Extracted data entries:
----------------------------------------

PR #22, opened 2016-07-21
Splice 707 708

jleach4:
Applies Derby Fixes to Order By Logic.  These changes will handle with exceptions calculations in the order by with values clauses.  Also, it allows a simple values order by to work.


jleach4:
Closing...  Need to merge with master first...

PR #23, opened 2016-07-21
Splice 707 splice 708

jleach4:
Applying two derby patches to support order by error checking and simple execution of values clauses...

### DIFF
--- a/splice_machine/src/test/java/com/splicemachine/derby/impl/sql/execute/operations/SortOperationIT.java
+++ b/splice_machine/src/test/java/com/splicemachine/derby/impl/sql/execute/operations/SortOperationIT.java
@@ -17,6 +17,7 @@ package com.splicemachine.derby.impl.sql.execute.operations;
 
 import java.sql.PreparedStatement;
 import java.sql.ResultSet;
+import java.sql.SQLSyntaxErrorException;
 import java.sql.Timestamp;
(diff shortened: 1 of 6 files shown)


splice_machine/src/test/java/com/splicemachine/derby/impl/sql/execute/operations/SortOperationIT.java
```diff
@@ -263,6 +264,27 @@ public void testSortOperationByKey2Descending() throws Exception {
...
 	}
 
+	@Test(expected = SQLSyntaxErrorException.class)
+	public void testDerby6027() throws Exception {
+		methodWatcher.executeQuery("values 1,2 order by int(1)");
+	}
+
+	@Test(expected = SQLSyntaxErrorException.class)
+	public void orderByWithComputation() throws Exception {
+		methodWatcher.executeQuery("values 1 order by 1+0");
```
jeffcunningham: You could catch the exception here and assert its sql code is the new one you added.

jeffcunningham:
Other than the commented test improvement, +1

scottfines:
Please create a separate pull request for each distinct ticket. That way we can keep our patch-sets clean, and other people wanting to merge patches into their fork will know what they are getting.

jyuanca:
+1

PR #25, opened 2016-07-21
DB-4198:throw an exception when aggregate function is applied to rowid Column

jyuanca:
Throw an exception and return an error message to a client when an aggregate funciton is applied to a rowid column, instead of failing an assertion and dropping client connection.


jeffcunningham:
+1

scottfines:
+1

PR #27, opened 2016-07-22
SPLICE-114: clear table cache when dropping a table failed

jyuanca:
All objects defined on a table(such as indexes, constraints) are dropped before dropping a table. For any reasons, if an exception is thrown when dropping a table, the txn will be rolled back, and table definition is not changed on disk. However, the table object in cache may have been modified. This will cause erroneous behavior when the table is accessed again.


jeffcunningham:
+1, nice.

scottfines:
+1 very cool

scottfines:
Have you verified the ITs locally? Just wanting to know if I should before merging.

jyuanca:
I've run ITs locally. All ITs passed.

PR #28, opened 2016-07-22
DB-5007: Adding correct error message and test

scottfines:
Here's a revised version which I tested BEFORE pushing :)

It's basically the same change as before, but I reverted a few bad changes in messages.xml that I apparently let IDEA do for me.


jyuanca:
+1

jeffcunningham:
+1

PR #29, opened 2016-07-22
SPLICE-713 NPE in left join whose inner table has a generated column

jleach4:
Forwarding a derby patch for a NPE when using left joins with generated columns.  Funny we have not seen this one since we have a decent number of generated column tests/POCS.


jeffcunningham:
+1

scottfines:
+1

jyuanca:
+1

PR #762, opened 2017-06-05
SPLICE-1669: Support bulk delete.

jyuanca:
Added a hint bulkDeleteDirectory for delete statement to generate and load HFiles.


db-engine/src/main/java/com/splicemachine/db/impl/sql/compile/DMLModStatementNode.java
```diff
@@ -1557,8 +1557,6 @@ public void optimizeStatement() throws StandardException
 			if (colBitSet != null)
 			{
 				for (int i = 0; i < cols.length; i++) {
-                    // Do not Add Primary Keys, we have them in the rowKey (BaseTable) or in the RowLocation (IndexTable)
-                    if (!ArrayUtils.contains(primaryKeyColumns,cols[i]))
```
dgomezferro: This change basically reverts https://splicemachine.atlassian.net/browse/DB-3905 , right? Wouldn't that hurt us on TPCC?
Pinging @jleach4  since he made that change.

hbase_sql/src/main/java/com/splicemachine/derby/stream/spark/SparkBulkIDeleteTableWriterBuilder.java
```diff
@@ -0,0 +1,53 @@
...
+import com.splicemachine.db.iapi.error.StandardException;
+import com.splicemachine.derby.stream.iapi.DataSet;
+import com.splicemachine.derby.stream.output.BulkDeleteDataSetWriterBuilder;
+import com.splicemachine.derby.stream.output.DataSetWriter;
+import com.splicemachine.derby.stream.output.delete.DeleteTableWriterBuilder;
+
+/**
+ * Created by jyuan on 5/31/17.
+ */
+public class SparkBulkIDeleteTableWriterBuilder extends DeleteTableWriterBuilder implements BulkDeleteDataSetWriterBuilder{
```
dgomezferro: Typo? It should be SparkBulkDelete... (extra 'I')

jyuanca: Good catch, thanks!

db-engine/src/main/java/com/splicemachine/db/impl/sql/compile/DMLModStatementNode.java
jyuanca: I'll only do this for bulk delete, and leave other DMLs as it is.

PR #765, opened 2017-06-07
SPLICE-1671: Table/Schema snapshot

jyuanca:
Check Splice-1671 for description of the design.
https://splice.atlassian.net/browse/SPLICE-1671


db-engine/src/main/java/com/splicemachine/db/iapi/sql/dictionary/DataDictionary.java
```diff
@@ -68,7 +68,7 @@
     /** The conglomerate id of the first user table */
     // NOTE: JC - this constant is also defined in (splice) EnvUtils. When adding a new sys table, this
     // number will need to be increased in BOTH places.
-    long FIRST_USER_TABLE_NUMBER = 1458;
+    long FIRST_USER_TABLE_NUMBER = 1568;
```
yxia92: What is the increase of this number for?

splice_machine/src/main/java/com/splicemachine/derby/impl/sql/catalog/SpliceDataDictionary.java
```diff
@@ -519,22 +542,36 @@ private void upgradeIfNecessary(TransactionController tc) throws StandardExcepti
...
+            createSnapshotTable(tc);
+            SpliceLogUtils.info(LOG, "Catalog upgraded: added SYS.SYSSNAPSHOTS table.");
+        }
+        createOrUpdateAllSystemProcedures(tc);
+    }
+
+    private void addNewColumToSystables(TransactionController tc) throws StandardException {
         SchemaDescriptor sd = getSystemSchemaDescriptor();
-        TableDescriptor td = getTableDescriptor("SYSTABLES", sd, tc);
+        TableDescriptor td = getTableDescriptor(SYSTABLEPERMSRowFactory.TABLENAME_STRING, sd, tc);
```
yxia92: Why do we need to change "SYSTABLEs" to "SYSTABLEPERMS"?

splice_machine/src/main/java/com/splicemachine/derby/impl/sql/catalog/SpliceDataDictionary.java
```diff
@@ -315,6 +335,9 @@ protected void createDictionaryTables(Properties params,
         //create the Statistics tables
         createStatisticsTables(tc);
 
+        // TODO - this needs to be included into an upgrade script (JY)
```
yxia92: is //TODO comment here still needed, I see that there is logic added to upgradeSystables() for the new system table created?

splice_machine/src/main/java/com/splicemachine/derby/utils/SpliceAdmin.java
```diff
@@ -915,4 +916,245 @@ public static void SET_PURGE_DELETED_ROWS (String schemaName, String tableName,
...
+                        "where s.schemaid=t.schemaid and " +
+                        "c.tableid = t.tableid and " +
+                        "c.schemaid=s.schemaid and " +
+                        "s.schemaname='%s' and " +
+                        "isindex=false and " +
+                        "isconstraint=false", schemaName);
+
+        String sql2 = String.format(
+                "select conglomeratename, conglomeratenumber " +
+                        "from sys.sysschemas s, sys.systables t, sys.sysconglomerates c " +
```
yxia92: Why systables is needed in this query?

db-engine/src/main/java/com/splicemachine/db/iapi/sql/dictionary/DataDictionary.java
jyuanca: This should be increased earlier. For anyone who introduces new system tables, bump up this value.

splice_machine/src/main/java/com/splicemachine/derby/impl/sql/catalog/SpliceDataDictionary.java
jyuanca: Yes.

splice_machine/src/main/java/com/splicemachine/derby/impl/sql/catalog/SpliceDataDictionary.java
jyuanca: Good catch, thanks!

splice_machine/src/main/java/com/splicemachine/derby/utils/SpliceAdmin.java
jyuanca: To make sure the indexes are associated to the table or schema.

yxia92:
@jyuanca Thanks for the explanation, I don't have further comments.

splice_machine/src/main/java/com/splicemachine/derby/utils/SpliceAdmin.java
```diff
@@ -915,4 +916,245 @@ public static void SET_PURGE_DELETED_ROWS (String schemaName, String tableName,
...
+    {
+        ensureSnapshot(snapshotName, true);
+        LanguageConnectionContext lcc = ConnectionUtil.getCurrentLCC();
+        TransactionController tc  = lcc.getTransactionExecute();
+        DataDictionary dd = lcc.getDataDictionary();
+        dd.startWriting(lcc);
+
+        PartitionAdmin admin=SIDriver.driver().getTableFactory().getAdmin();
+        String sql = String.format(
+                "select conglomeratenumber from sys.syssnapshots where snapshotname='%s'", snapshotName);
```
dgomezferro: Could we use PreparedStatement parameters rather than String.format()? I don't think this would be exploitable but I think we should do it the right way on production code.
Also for the other places the idiom is used.

jyuanca:
Addressed Daniel's commit.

----------------------------------------

** The problem **
Exact reproduction is required: output the lines from the start of the entries above through the line with "PR #23, opened 2016-07-21".

** Written response **
PR #22, opened 2016-07-21
Splice 707 708

jleach4:
Applies Derby Fixes to Order By Logic.  These changes will handle with exceptions calculations in the order by with values clauses.  Also, it allows a simple values order by to work.


jleach4:
Closing...  Need to merge with master first...

PR #23, opened 2016-07-21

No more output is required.